To do:
Write out once more the lines running from the top of the entries below to the line with "serialization and deserialization.", both ends included.

[Collected data]
PR #149, opened 2022-12-16
[feat] Support messages with generic types

BewareMyPower:
### Motivation

Pulsar C++ client doesn't support schema yet. It only supports configuring `SchemaInfo` when creating producers or consumers. The main reason is that C++'s templates are processed at the time of compilation. Templatizing `Producer`, `Consumer` or `Message` could expose all internal code.

Currently, users might write the following code for serialization and deserialization:

```c++
producer.send(MessageBuilder().setContent(encode(value)).build());
```

```c++
Message msg;
consumer.receive(msg);
auto value = decode(msg.getData(), msg.getSize());
```

However, the `encode` and `decode` functions are just possible solutions from users, they might use some other interfaces like a class with two virtual methods. There is no way to provide a common interface for serialization and deserialization.

### Modifications

Add a `TypedMessageBuilder<T>` class template that accepts an encoder function and a validation function. The validation function is used when users want to simulate the Java client's `AUTO_PRODUCE` schema. Define a full specialization for `std::string` template argument to avoid encoding. Since it inherits the `MessageBuilder`, it's compatible with the current code style:

```c++
// It should be noted you have to call `setValue` before methods in base class
auto msg = TypedMessageBuilder<T>(encoder).setValue(value).setPartitionKey(key).build();
```

Add a `TypedMessage<T>` class that only adds a decoder to the `Message` instance and can be converted from the `Message` directly:

```c++
auto typedMsg = TypedMessage<T>(msg, decoder);
std::cout << typedMsg.getValue() << std::endl;  // decode the bytes
std::cout << typedMsg.getMessageId() << std::endl;  // call methods from Message
```

For convenience, the following APIs are added to `Consumer`:

```c++
template <typename T>
Result receive(TypedMessage<T>& msg, typename TypedMessage<T>::Decoder decoder);

template <typename T>
Result receive(TypedMessage<T>& msg, int timeoutMs, typename TypedMessage<T>::Decoder decoder);

template <typename T>
void receiveAsync(std::function<void(Result result, const TypedMessage<T>&)> callback,
                  typename TypedMessage<T>::Decoder decoder)
```

The `ConsumerConfiguration` can configure a listener that accepts a
`TypedMessage<T>` now:

```c++
template <typename T>
ConsumerConfiguration& setTypedMessageListener(
        std::function<void(Consumer&, const TypedMessage<T>&)> listener,
        typename TypedMessage<T>::Decoder decoder);
```

Since it calls the original listener and `Consumer` is only forward declared in `ConsumerConfiguration.h`, the 1st argument is changed from `Consumer` to `Consumer&`. It's an API change but it's backward compatible because `std::function<void(Consumer, ...)>` can be cast to `std::function<Consumer&, ...)>` implicitly.

Based on these API changes, we can write a separated header-only C++ library as the schema extension.

### Documentation

- [ ] `doc-required` 

- [x] `doc-not-needed` 
(Please explain why)

- [ ] `doc` 

- [ ] `doc-complete`

### DIFF
--- a/tests/TypedMessageTest.cc
+++ b/tests/TypedMessageTest.cc
@@ -1,0 +1,136 @@
+/**
+ * Licensed to the Apache Software Foundation (ASF) under one
+ * or more contributor license agreements.  See the NOTICE file
+ * distributed with this work for additional information
+ * regarding copyright ownership.  The ASF licenses this file
+ * to you under the Apache License, Version 2.0 (the
+ * "License"); you may not use this file except in compliance
+ * with the License.  You may obtain a copy of the License at
+ *
+ *   http://www.apache.org/licenses/LICENSE-2.0
+ *
+ * Unless required by applicable law or agreed to in writing,
+ * software distributed under the License is distributed on an
+ * "AS IS" BASIS, WITHOUT WARRANTIES OR CONDITIONS OF ANY
+ * KIND, either express or implied.  See the License for the
+ * specific language governing permissions and limitations
+ * under the License.
+ */
+#include <gtest/gtest.h>
+#include <pulsar/Client.h>
+#include <pulsar/MessageBuilder.h>
+#include <pulsar/TypedMessage.h>
+#include <pulsar/TypedMessageBuilder.h>
+
+#include <mutex>
+#include <vector>
+
+#include "WaitUtils.h"
+#include "lib/Latch.h"
+
+using namespace pulsar;
+
+static std::string lookupUrl = "pulsar://localhost:6650";
+
+extern std::string unique_str();
+
+using IntMessageBuilder = TypedMessageBuilder<int>;
+static auto intEncoder = [](int x) { return std::to_string(x); };
+static auto intDecoder = [](const char* data, size_t size) { return std::stoi(std::string(data, size)); };
+
+TEST(TypedMessageTest, testReceive) {
+    const auto topic = "typed-message-test-receive-" + unique_str();
+    Client client(lookupUrl);
+    Producer producer;
+    ASSERT_EQ(ResultOk, client.createProducer(topic, producer));
+    Consumer consumer;
+    ASSERT_EQ(ResultOk, client.subscribe(topic, "sub", consumer));
+
+    std::vector<MessageId> messageIds;
+    constexpr int numMessages = 100;
+
+    for (int i = 0; i < numMessages; i++) {
+        MessageId messageId;
+        auto msg = TypedMessageBuilder<int>{intEncoder}.setValue(i).build();
+        ASSERT_EQ(ResultOk, producer.send(msg, messageId));
+        messageIds.emplace_back(messageId);
+    }
+    for (int i = 0; i < numMessages; i++) {
+        TypedMessage<int> msg;
+        // ensure the thread safety for `msg`, which could be modified in the callback of `receiveAsync`
+        std::mutex msgMutex;
+        if (i % 3 == 0) {
+            ASSERT_EQ(ResultOk, consumer.receive(msg, intDecoder));
+        } else if (i % 3 == 1) {
+            ASSERT_EQ(ResultOk, consumer.receive(msg, 3000, intDecoder));
+        } else {
+            Latch latch{1};
+            consumer.receiveAsync(
+                [&latch, &msg, &msgMutex](Result result, const TypedMessage<int>& receivedMsg) {
+                    ASSERT_EQ(ResultOk, result);
+                    {
+                        std::lock_guard<std::mutex> lock{msgMutex};
+                        msg = TypedMessage<int>{receivedMsg, intDecoder};
+                    }
+                    latch.countdown();
+                });
+            ASSERT_TRUE(latch.wait(std::chrono::seconds(1)));
+        }
+
+        std::lock_guard<std::mutex> lock{msgMutex};
+        ASSERT_EQ(msg.getValue(), i);
+        ASSERT_EQ(msg.getMessageId(), messageIds[i]);
+    }
+
+    client.close();
+}
+
+TEST(TypedMessageTest, testListener) {
+    const auto topic = "typed-message-test-listener-" + unique_str();
+    Client client(lookupUrl);
+
+    ConsumerConfiguration conf;
+    std::vector<int> values;
+    std::mutex valuesMutex;
+    conf.setTypedMessageListener<int>(
+        [&values, &valuesMutex](Consumer& consumer, const TypedMessage<int>& msg) {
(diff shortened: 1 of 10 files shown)


tests/TypedMessageTest.cc
```diff
@@ -0,0 +1,77 @@
...
+    Consumer consumer;
+    ASSERT_EQ(ResultOk, client.subscribe(topic, "sub", ConsumerConfiguration().setSchema(schema), consumer));
+
+    std::vector<MessageId> messageIds;
+    constexpr int numMessages = 100;
+
+    IntSchema intSchema{schema};
+    for (int i = 0; i < numMessages; i++) {
+        MessageId messageId;
+        ASSERT_EQ(ResultOk, producer.send(intSchema.newMessage(i).build(), messageId));
```
shibd, line 52: Using primitive types doesn't seem to show the benefits of this approach. Can we provide more examples for record types?

tests/IntSchema.h
```diff
@@ -0,0 +1,63 @@
...
+#include <pulsar/TypedMessage.h>
+#include <pulsar/TypedMessageBuilder.h>
+
+#include <functional>
+#include <stdexcept>
+#include <string>
+
+namespace pulsar {
+
+class IntSchema {
```
shibd, line 32: For users, should we try to abstract an interface to the user?

tests/TypedMessageTest.cc
BewareMyPower: It's a test for `encoder` and `decoder`, not an example for complicated cases. For example, the following implementations are also okay.

```c++
    std::function<std::string(int)> encoder() { return ""; }
    std::function<int(const char*, size_t)> decoder() { return 0; }
```

BewareMyPower: I will redesign the tests soon. The consumer's API might also change.

BewareMyPower:
Hi @shibd, I changed the tests and APIs in the latest code, PTAL again.

BewareMyPower:

shibd:
@BewareMyPower Thanks for your PR, This PR can make it easier for users to serialize and deserialize messages, and it makes a lot of sense.

I'm trying to diverge my ideas. Can I use it in combination with `SchemaInfo`? This ensures that the schema and message are consistent.

Take the Producer side, for example:


1. Let `TypedMessageBuilder` provide `SchemaInfo`.

``` c++
template <typename T>
class TypedMessageBuilder : public MessageBuilder {
    // ... Omit existing code

    SchemaInfo getSchemaInfo() {
        // Two methods to generate:
        // 1. Generated according to Template T?
        // 2. The user passes it in by himself?
    }

   private:
    const Encoder encoder_;
    const Validator validator_;
};
```


2. Let `Producer` support template and cache `TypedMessageBuilder`


(1) set TypedMessageBuilder when creating a producer.

``` c++

auto typeMsg = TypedMessageBuilder<int>{intEncoder}
// The SchemaInfo will be obtained and set according to TypedMessageBuilder
client.createProducer(topic, typeMsg, producer);

```

(2) The `Producer` add support send T value method.

``` c++
class Producer {
   Result send(const T& msg) {
       Message msg = typeMessageBuilder.value(msg);
       return  send(msg);
  }
}

```


Complete users-side code

``` c++
auto typeMsg = TypedMessageBuilder<int>{intEncoder}
client.createProducer(topic, typeMsg, producer);
producer.send(100);
```

BewareMyPower:
@shibd See the point I mentioned in this PR:

> Templatizing Producer, Consumer or Message could expose all internal code.

You can try implementing the templated producer yourself. Then you might know better what I meant.

BTW, `std::function` is flexible enough. The `SchemaInfo` can be catched in a `std::function`, for example, assuming here is a `StudentSchema` class to serialize a `Student` class:

```c++
struct Student {
    int age;
    std::string name;
};

class StudentSchema {
   public:
    StudentSchema() {}

    SchemaInfo getSchemaInfo() const { return schemaInfo_; }

    std::string operator()(const Student& student) const {
        // TODO: serialize student using the schemaInfo_ and Avro C++ client
        return R"("age": )" + std::to_string(student.age) + R"(, "name": ")" + student.name + R"(")";
    }

   private:
    SchemaInfo schemaInfo_{SchemaType::AVRO, "<name>", "<avro-string>"};
};
```

Then, users can write a producer like:

```c++
    StudentSchema schema;
    Client client(lookupUrl);
    Producer producer;
    ProducerConfiguration conf;
    conf.setSchema(schema.getSchemaInfo());
    client.createProducer("my-topic", conf, producer);
    // NOTE: schema is a StudentSchema, which could be treated as
    // a std::function<std::string(const Student&)>
    producer.send(TypedMessageBuilder<Student>{schema}.setValue(Student{10, "xyz"}).build());
```

BewareMyPower:
@shibd See the point I mentioned in this PR:

> Templatizing Producer, Consumer or Message could expose all internal code.

You can try implementing the templated producer yourself. Then you might know better what I meant.

BTW, `std::function` is flexible enough. The `SchemaInfo` can be catched in a `std::function`, for example, assuming here is a `StudentSchema` class to serialize a `Student` class:

```c++
struct Student {
    int age;
    std::string name;
};

class StudentSchema {
   public:
    StudentSchema() {}

    SchemaInfo getSchemaInfo() const { return schemaInfo_; }

    std::string operator()(const Student& student) const {
        // TODO: serialize student using the schemaInfo_ and Avro C++ client
        return R"("age": )" + std::to_string(student.age) + R"(, "name": ")" + student.name + R"(")";
    }

   private:
    SchemaInfo schemaInfo_{SchemaType::AVRO, "<name>", "<avro-string>"};
};
```

Then, users can write a producer like:

```c++
    StudentSchema schema;
    Client client(lookupUrl);
    Producer producer;
    ProducerConfiguration conf;
    conf.setSchema(schema.getSchemaInfo());
    client.createProducer("my-topic", conf, producer);
    // NOTE: schema is a StudentSchema, which could be treated as
    // a std::function<std::string(const Student&)>
    producer.send(TypedMessageBuilder<Student>{schema}.setValue(Student{10, "xyz"}).build());
```

BewareMyPower:
The `SchemaInfo` can be passed by users or generated from `T` (if the Avro C++ client supports it). That's another topic.

shibd:
> BTW, std::function is flexible enough. The SchemaInfo can be catched in a std::function, for example, assuming here is a StudentSchema class to serialize a Student class:

This is a good example, it shows how to use it with `SchemaInfo`. Thanks for your explain. We can add more similar examples to examples later.

shibd (approved):

Demogorgon314 (approved):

Answer to this task:
PR #149, opened 2022-12-16
[feat] Support messages with generic types

BewareMyPower:
### Motivation

Pulsar C++ client doesn't support schema yet. It only supports configuring `SchemaInfo` when creating producers or consumers. The main reason is that C++'s templates are processed at the time of compilation. Templatizing `Producer`, `Consumer` or `Message` could expose all internal code.

Currently, users might write the following code for serialization and deserialization:

```c++
producer.send(MessageBuilder().setContent(encode(value)).build());
```

```c++
Message msg;
consumer.receive(msg);
auto value = decode(msg.getData(), msg.getSize());
```

However, the `encode` and `decode` functions are just possible solutions from users, they might use some other interfaces like a class with two virtual methods. There is no way to provide a common interface for serialization and deserialization.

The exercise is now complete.